Huber Heights declares racism a public health crisis

Huber Heights City Council passed a resolution Thursday declaring racism a public health crisis.

Two members, Glenn Otto and Richard Shaw, abstained from the vote.

“I think the resolution is a good start,” said Rhonda Sumlin, a member of the Huber Heights Culture and Diversity Citizens Action Committee. “It’s a start. It’s not the be-all, end all. The work has to happen after the resolution is passed.”

She said the city had been working on the resolution “for a long time.” The commission submitted several recommendations to council, including naming racism a public health crisis, after its Feb. 4 meeting.

Many other areas have already passed similar resolutions, as some members of the committee noted during the meeting.

“Practically every city around us has passed something similar to this, not this month, not last month, I’m talking they did this last year,” said Mia Honaker, another member of the Huber Heights Culture and Diversity Citizens Action Committee who spoke at the meeting.

But the vote did not come without comments from two members of council who abstained.

“I think I’ve shown in my actions and my words that I am supportive of the commission. But this is not what was asked for,” said Otto.

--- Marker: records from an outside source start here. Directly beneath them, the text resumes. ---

PR #3512, opened 2026-09-08
fix(vlm): do not concatenate per-image vision cache entries with mismatched shapes

### LINKED ISSUE #3508: [0.6.4] VLM vision feature cache: mx.concatenate of per-image entries with mismatched token counts → 500 (gemma-4)
**Version:** 0.6.4 · **Model:** gemma-4-26B-A4B-it — reproduced on both `gemma-4-26B-A4B-it-oQ4e` and `gemma-4-26B-A4B-it-heretic-oQ4`, same shapes · **Machine:** M4 Max, 36 GB

## Summary

The VLM vision feature cache keys per-image entries by the hash of one image
alone. But the soft-token count depends on the image's aspect ratio.

So two entries cached from two separate **single-image** requests can have
different sequence lengths. Combining them on a later multi-image request
throws:

```
POST /v1/chat/completions → 500 (unhandled): [concatenate] All the input array
dimensions must match exactly except for the concatenation axis. However, the
provided shapes are (1,256,2816), (1,250,2816), and the concatenation axis is 0.
```

```
  File "omlx/engine/vlm.py", line 4090, in _process_chat_messages
    ) = self._prepare_vision_inputs(
  File "omlx/engine/vlm.py", line 3175, in _prepare_vision_inputs
    combined = mx.concatenate(cached_per_image, axis=0)
ValueError: [concatenate] All the input array dimensions must match exactly ...
```

`2816` is `text_config.hidden_size` for gemma-4-26B-A4B.

## Cause

`_prepare_vision_inputs`. Line numbers here are 0.6.4's; the same code is at
~3197 on `main` (`9fb488c`), unchanged:

```python
per_hashes = compute_per_image_hashes(images)
cached_per_image = [self._vision_cache.get(h, self._model_name) for h in per_hashes]
...
if all(f is not None for f in cached_per_image):
    combined = mx.concatenate(cached_per_image, axis=0)          # <- throws
    if self._vision_features_match_image_tokens(combined, image_token_count):
        ...
```

`_vision_features_match_image_tokens` is exactly the check that would catch
this. But it runs *after* the concatenate, so it never gets the chance. The
validation sits downstream of the operation that can't survive invalid input.

The mismatched entries are minted by `_split_vision_features`:

```python
if num_images <= 1:
    return [features]      # stores this image at its SOLO token count
```

A multi-image request stores a whole-request entry instead (the split returns
None for gemma-4 with per-image resize), so only solo requests can produce
per-image entries — and those are cached at a count that isn't valid alongside
a differently-shaped image.

## Reproduction (deterministic, 3/3)

Order matters. `A+B` → `A` → `A+B` does **not** reproduce, because the first
multi-image request stores a whole-request entry rather than per-image ones.

```python
import base64, io, json, urllib.request, uuid
from PIL import Image, ImageDraw

MODEL = "gemma-4-26B-A4B-it-heretic-oQ4"
URL = "http://127.0.0.1:1234/v1/chat/completions"
run = uuid.uuid4().hex[:6]          # fresh bytes so the cache starts clean

def img(w, h, tag):
    im = Image.new("RGB", (w, h), (30, 90, 160))
    d = ImageDraw.Draw(im)
    d.rectangle([w//4, h//4, 3*w//4, 3*h//4], fill=(255, 255, 255))
    d.text((10, 10), tag + run, fill=(0, 0, 0))
    buf = io.BytesIO(); im.save(buf, "PNG")
    return "data:image/png;base64," + base64.b64encode(buf.getvalue()).decode()

def turn(*urls):
    return {"role": "user", "content": [{"type": "text", "text": "Describe."}] +
            [{"type": "image_url", "image_url": {"url": u}} for u in urls]}

def post(label, *urls):
    body = {"model": MODEL, "messages": [turn(*urls)], "max_tokens": 8,
            "stream": False, "chat_template_kwargs": {"enable_thinking": False}}
    req = urllib.request.Request(URL, data=json.dumps(body).encode(),
                                 headers={"Content-Type": "application/json"})
    try:
        with urllib.request.urlopen(req, timeout=900) as r:
            json.load(r); print("OK  ", label)
    except urllib.error.HTTPError as e:
        print("500 ", label, e.read().decode()[:120])

A, B = img(1024, 1024, "A"), img(1536, 640, "B")
post("A alone  -> cached (1, 256, 2816)", A)
post("B alone  -> cached (1, 250, 2816)", B)
post("A + B together", A, B)          # 500
```

## Trigger conditions

Both are required:

1. **Every** image in the request has a per-image entry cached from a solo
   request. If even one lacks it, `all(...)` fails, `cached_whole` takes over
   and the request succeeds. A conversation whose images are only ever sent
   together therefore stays healthy indefinitely.
2. At least two of them have different soft-token counts.

The second is a function of aspect ratio and is orientation-independent.
Measured pairwise, each image cached solo first:

| pair | result |
| --- | --- |
| 1024×1024 + 512×512 (both 1:1) | OK — every square is 256 tokens |
| 1344×768 + 768×1344 (transposes) | OK — same ratio, either orientation |
| 1024×1024 + 1536×640 | 500 |
| 1024×1024 + 1344×768 | 500 |
| 1536×640 + 1344×768 | 500 |

Reaching this needs a client that shows the model an image **alone** and later
sends the same bytes alongside another one. The obvious multi-image patterns are
immune: several images uploaded together arrive in one request and get a single
whole-request entry, and images added one per turn never appear alone after the
first, since the earlier ones are replayed beside them.

I hit it from a client that shows a freshly generated image on its own in the
turn that produced it, then replays it next to later images. I could not recover
the exact sequence from the affected session, so treat that as the mechanism
rather than a reconstruction. The guard in #3512 does not depend on it — it
rejects mismatched entries however they were cached.

## Recovery needs both tiers

Worth documenting regardless of the fix — once stuck, the same request fails
every time, and neither half of the obvious remedy works alone:

| action | result |
| --- | --- |
| `rm -rf ~/.omlx/cache/vision_features`, server left running | still 500 — the in-memory LRU still holds the entries |
| unload the model (drops the LRU), SSD dir intact | still 500 — the SSD tier repopulates it |
| both (unload first, then remove — `close()` drains a background write queue) | fixed |

## Suggested fix

Sent as #3512, with tests.

Check the shapes agree before combining, and let the existing fallback handle
the mismatch — noting the `cached_whole` fetch has to move onto the same
condition. It is currently guarded by `if not all(f is not None ...)`, so
tightening only the use-site drops into `elif cached_whole is not None` with
`cached_whole` still `None`, forcing a full recompute and skipping a
whole-request entry that may exist:

```python
per_image_usable = (
    all(f is not None for f in cached_per_image)
    and len({f.shape[1:] for f in cached_per_image}) == 1
)

cached_whole = None
if not per_image_usable:
    cached_whole = self._vision_cache.get(image_hash, self._model_name)

used_cached_features = False
if per_image_usable:
    combined = mx.concatenate(cached_per_image, axis=0)
```

A stricter alternative would be to include the resize regime (or the resulting
soft-token count) in the per-image cache key, so a solo-cached entry can't be
matched against a multi-image one at all. That changes the key format and
invalidates every existing SSD entry — measured cost of the resulting cold
misses is ~445 ms per distinct image, once (930 ms vs 485 ms warm, M4 Max,
gemma-4-26B-A4B, 1024x1024). Happy to follow up with that shape instead if it
is preferred; #3512 is a useful guard underneath it either way, since the
shapes can disagree for reasons the key does not model.

djtech42:
## Summary

Closes #3508.

`_prepare_vision_inputs` combines cached per-image vision features with
`mx.concatenate(cached_per_image, axis=0)`. If two entries were cached under
different resize regimes, their shapes disagree and the request 500s.

This checks the shapes before combining and falls through to the existing
`cached_whole` path when they differ.

## Root cause

Entries are keyed by the image alone. But the soft-token count depends on the
image's aspect ratio. Measured on gemma-4-26B-A4B, each cached from its own
single-image request:

| image | tokens |
|---|---|
| 1024x1024 | 256 |
| 1536x640 | 250 |

So two images cached from separate single-image requests can never be
concatenated. `mx.concatenate` raises before
`_vision_features_match_image_tokens` can reject them.

```
POST /v1/chat/completions -> 500 (unhandled): [concatenate] All the input array
dimensions must match exactly except for the concatenation axis. However, the
provided shapes are (1,256,2816), (1,250,2816), and the concatenation axis is 0.
```

Repro (3/3, fresh image bytes each run): image A alone, image B alone, then A+B.
Order matters. `A+B` first stores a whole-request entry and does not reproduce.
Script in #3508.

Recovery today needs both cache tiers. Deleting
`~/.omlx/cache/vision_features` alone leaves the in-memory LRU holding the
entries; unloading the model alone lets the SSD tier repopulate them.

## The change

`per_image_usable` now gates both the combine and the `cached_whole` fetch.

Both, because the fetch sits behind `if not all(f is not None ...)`. Gating only
the combine would reach `elif cached_whole is not None` with `cached_whole`
still `None`, forcing a recompute and skipping an entry that may exist.

## Test plan

- [x] mismatched shapes fall through to the recompute, and fetch the
      whole-request entry on the way
- [x] matching shapes still combine and serve from cache, so the fix cannot
      degrade into "never use the per-image cache"
- [x] mutation check: reverting the source change fails the first test with the
      production `ValueError`, second still passes
- [x] `tests/test_vlm_engine.py` + `tests/test_vision_feature_cache.py`: 147 passed

## Scope and trade-off

You may prefer to fix the key rather than the consumer. A per-image entry
describes an image *in a request context*, but `compute_per_image_hashes`
hashes only `WxH` and the raw RGB bytes. Adding the resize regime
(`num_soft_tokens_per_image` is already in `extra_model_inputs` at lookup time)
would let both variants coexist and actually hit cache for mixed-aspect sets.

I did not send that because it invalidates every existing SSD entry. Measured
cost on an M4 Max, gemma-4-26B-A4B, 1024x1024: a cold miss is ~930 ms against
~485 ms warm. About 445 ms per image, once.

That is a call about your invalidation story, not mine. This guard is worth
having underneath it either way, since shapes can disagree for reasons the key
does not model. Happy to follow up with it.

### DIFF
--- a/omlx/engine/vlm.py
+++ b/omlx/engine/vlm.py
@@ -3198,15 +3198,30 @@ class VLMBatchedEngine(BaseEngine):
                     self._vision_cache.get(h, self._model_name) for h in per_hashes
                 ]
 
+                # Per-image entries are keyed by the image alone, but the
+                # number of soft tokens an image encodes to depends on the
+                # resize regime, which depends on the *other* images in the
+                # request (Gemma 4 per-image resize: 1024x1024 -> 256 tokens,
+                # 1536x640 -> 250). Entries cached from separate single-image
+                # requests can therefore disagree, and mx.concatenate raises
+                # before _vision_features_match_image_tokens below ever gets to
+                # reject them. Check the shapes agree first and fall through to
+                # the whole-request entry (and then a recompute) when they do
+                # not.
+                per_image_usable = (
+                    all(f is not None for f in cached_per_image)
+                    and len({f.shape[1:] for f in cached_per_image}) == 1
+                )
+
                 cached_whole = None
-                if not all(f is not None for f in cached_per_image):
+                if not per_image_usable:
                     # Fallback: whole-request entry (stored when per-image split
                     # is unsupported, e.g. Gemma 4 multi-image with per-image
                     # resize). Mirrors the store-side branch below.
                     cached_whole = self._vision_cache.get(image_hash, self._model_name)
 
                 used_cached_features = False
-                if all(f is not None for f in cached_per_image):
+                if per_image_usable:
                     # All images cached individually — combine and use
                     combined = mx.concatenate(cached_per_image, axis=0)
                     if self._vision_features_match_image_tokens(
--- a/tests/test_vlm_engine.py
+++ b/tests/test_vlm_engine.py
@@ -1469,6 +1469,102 @@ class TestPrepareVisionInputs:
         assert call_kwargs.get("audio") is None
 
 
+    # --- per-image vision feature cache -------------------------------
+
+    def _vision_cache_engine(self, images, entries_by_index):
+        """Engine whose vision cache already holds the given per-image
+        features, keyed by each image's real per-image hash."""
+        from omlx.utils.image import compute_per_image_hashes
+
+        engine = self._setup_engine_for_vision(model_type="gemma4")
+        hashes = compute_per_image_hashes(images)
+        entries = {hashes[i]: f for i, f in entries_by_index.items()}
+
+        cache = MagicMock()
+        cache.get.side_effect = lambda h, _model: entries.get(h)
+        engine._vision_cache = cache
+        engine._vision_cache_enabled = True
+
+        # Keep the embedding step inert but mx.eval-able.
+        embed = MagicMock()
+        embed.inputs_embeds = mx.zeros((1, 3, 8))
+        embed.to_dict.return_value = {"inputs_embeds": embed.inputs_embeds}
+        engine._vlm_model.get_input_embeddings.return_value = embed
+
+        # The token-count cross-check is a separate guard; neutralise it so
+        # these tests isolate the shape agreement.
+        engine._image_token_count = MagicMock(return_value=None)
+        return engine, cache
+
+    @staticmethod
+    def _two_images():
+        from PIL import Image
+
+        return [Image.new("RGB", (8, 8), "red"), Image.new("RGB", (12, 5), "blue")]
+
+    @pytest.mark.skipif(not HAS_MLX, reason="MLX not available")
+    @patch("mlx_vlm.utils.prepare_inputs")
+    @patch("mlx_vlm.prompt_utils.apply_chat_template")
+    def test_per_image_cache_used_when_shapes_agree(self, mock_act, mock_prepare):
+        """Two entries of equal shape still combine and serve from cache."""
+        images = self._two_images()
+        engine, _ = self._vision_cache_engine(
+            images, {0: mx.zeros((1, 4, 8)), 1: mx.ones((1, 4, 8))}
+        )
+        mock_act.return_value = [{"role": "user", "content": "formatted"}]
+        mock_prepare.return_value = {
+            "input_ids": mx.array([[1, 2, 3]]),
+            "pixel_values": mx.zeros((2, 3, 8, 8)),
+        }
+        engine._compute_vision_features = MagicMock(return_value=None)
+
+        engine._prepare_vision_inputs([{"role": "user", "content": "Describe"}], images)
+
+        used = engine._vlm_model.get_input_embeddings.call_args[1][
+            "cached_image_features"
+        ]
+        assert used.shape == (2, 4, 8)
+        engine._compute_vision_features.assert_not_called()
+
+    @pytest.mark.skipif(not HAS_MLX, reason="MLX not available")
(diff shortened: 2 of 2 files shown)


jundot (approved):
Thanks for the fix. I reproduced the concatenate failure and verified that mismatched entries use the whole-request cache when available, while compatible per-image entries still hit both cache tiers. LGTM, I'll merge this.

PR #3514, opened 2026-09-08
fix: separate partial prefill costs from representative memory estimates

jundot:
Partial prefill chunks can include fixed allocations that inflate their per-token cost. Applying that rate to larger chunks can cause unnecessary throttling or rejection. Cheap partials can also lower the estimate below the cost of a full chunk.

This change keeps partial observations out of the representative EWMA and latest representative sample once a full chunk has been measured. Partial allocation evidence remains a separate guard term, capped at the observed byte cost when considering larger chunks. Cheap reuse does not discard that evidence.

| Area | Before | After |
|---|---|---|
| Partial observations | Context-priority partials can raise or lower representative estimates | Once a full chunk is measured, partials no longer update the representative EWMA or latest sample |
| Partial allocation protection | A partial's per-token rate can amplify its cost for larger chunks | Separate protection capped at observed bytes for larger candidates; existing downward scaling retained |
| First short request | Partial observations seed the initial estimate | Conservative bootstrap retained; the first full observation replaces the bootstrap rate |
| Reclaim accounting | Releases accumulate; any positive sample clears the entire charge | Absolute footprint tracking avoids duplicate charges and preserves unpaid releases |
| GLM initialization | Persistent fused weights are allocated during the first forward | Weights are prepared during model loading, outside chunk measurement |
| Qwen4 short prefill | Gathered pricing can disagree with the actual dense route | Estimator and runtime share the minimum gathered-query threshold |
| Restored prefixes | Some estimates omit the prefix when boundary snapshots are disabled | External and chunked prefill both include the restored length |

Validation:
- A 512-token/333 MiB sample followed by repeated 128-token/1,319 MiB partials predicts about 1.67 GiB for the next full chunk instead of 6.70 GiB, including the safety factor.
- Regression tests cover cheap partials, gradual increases below the outlier threshold, repeated large allocations, guard enforcement, and preserved floor/reclaim accounting.
- Qwen3.6 server runs completed normal, short, partial, and 16.9K-token requests before and after the change. Cache-hit differences prevent a direct performance comparison.
- GLM projection preparation preserves small-model prefill/decode outputs for floating-point and quantized weights. The observed first-chunk footprint growth fell from 3.44 GiB to 0.73 GiB. This moves persistent allocation into loading rather than reducing the model's eventual footprint.
- The focused scheduler, preflight, tracker, memory-profile, VLM, and context-benchmark suites pass after applying the change to current remote main.

Generic models retain conservative bootstrap behavior until a full chunk is measured. Pending partial costs can still restrict requests when the observed allocation does not fit. This does not claim complete coverage of #3417, #3362, or #3450; GLM 100K/159K and the reported SSD expert-streaming workload have not been validated on this revision.

Related: #3417, #3362, #3450, #3350

### DIFF
--- a/docs/TESTING.md
+++ b/docs/TESTING.md
@@ -13,3 +13,15 @@ Run `python -m pytest -q tests/test_prefill_transient_tracker.py tests/test_pref
 # Prefix cache completion tests
 
 Run `python -m pytest -q tests/test_scheduler.py tests/test_scheduler_boundary_completion.py tests/test_prefix_cache_gdn_split.py` to check cache-freshness admission and completed boundary recovery. The completion tests use a small initialized Qwen3.5 hybrid model and the real BatchGenerator, then compare restored-prefix logits with a fresh forward pass. They cover embedded snapshots, GDN sidecars, off-boundary completion, and unknown or inconsistent cache positions.
+
+# Prefill reclaim and restored-context regressions
+
+The prefill accounting suites also check repeated versus contiguous footprint releases, partial repayment on skipped chunks, and growth between chunks. A one-off spike followed by a normal sample must retain main's EWMA recovery; repeated large allocations must remain visible to the scheduler. These are controlled observations, not actual OOM reproductions.
+
+Run `python -m pytest -q tests/test_scheduler.py tests/test_qwen4_qsa_reservation_integration.py` to check that restored context reaches chunk pricing even when boundary snapshots are disabled, for both external and chunked prefill.
+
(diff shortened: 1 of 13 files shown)


lyonsno:
Found a guard regression in the generic sizing path: `partial_bound()` is nonlinear, but `_adaptive_chunk_size` and `_guard_prefill_chunk` still shrink proportionally to `prediction / n`.

Using the PR's 512-token/333 MiB then 128-token/1,319 MiB observations, with a 32-token floor and 1,000 MiB of headroom, adaptive sizing returns 288 and the guard returns 160. The predicted cost of that 160-token chunk is still 1,714.7 MiB. The parent returns 64 at 857.35 MiB.

Could both paths size against the actual nonlinear bound and check the returned chunk fits? Reproduced with unchanged predictor/guard methods and controlled footprint readings, not a live OOM.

Shaw agreed, saying he’d heard from citizens who wanted to come speak on the topic and done research that was not included in the resolution. He and Otto said they thought they were discussing this at the April 6 work session, and some people couldn’t make the updated special meeting on Thursday when the council approved the resolution.

Council member Nancy Byrge challenged Shaw.

“Ok, Mr. Shaw, if you read 1,500 pages of research, what do you feel is missing from this resolution?” she said. “I believe it’s great, I believe it should pass and I commend you all for putting this together, and I’m really sorry that this conversation is going on because it’s ridiculous. It’s long overdue and we need to get it done.”

Yolanda Stephens, chair of the Huber Heights Culture and Diversity Citizens Action Committee, said if the resolution is representative of city council, it should represent everyone’s voice.

“To have a resolution, and half of the council is saying, well, I didn’t have any input into this, makes me question if you really buy into it,” she said.

Mayor Jeff Gore also said he hadn’t heard from Otto or from Shaw before the meeting with concerns about when the meeting was planned.

The six members of council who voted for the resolution commended the committee’s work and said it was long overdue.

Council member Kate Baker helped to type up the resolution with the committee, though she said the one council voted on had some edits to it.

“Our country was built on the backs of enslaved people of color and its laws were formed in ways to oppress the inalienable rights of those very people,” said Andrew Hill, another member of council. “It is time to stop and listen to those who cry out from oppression and do our part to change the narrative.”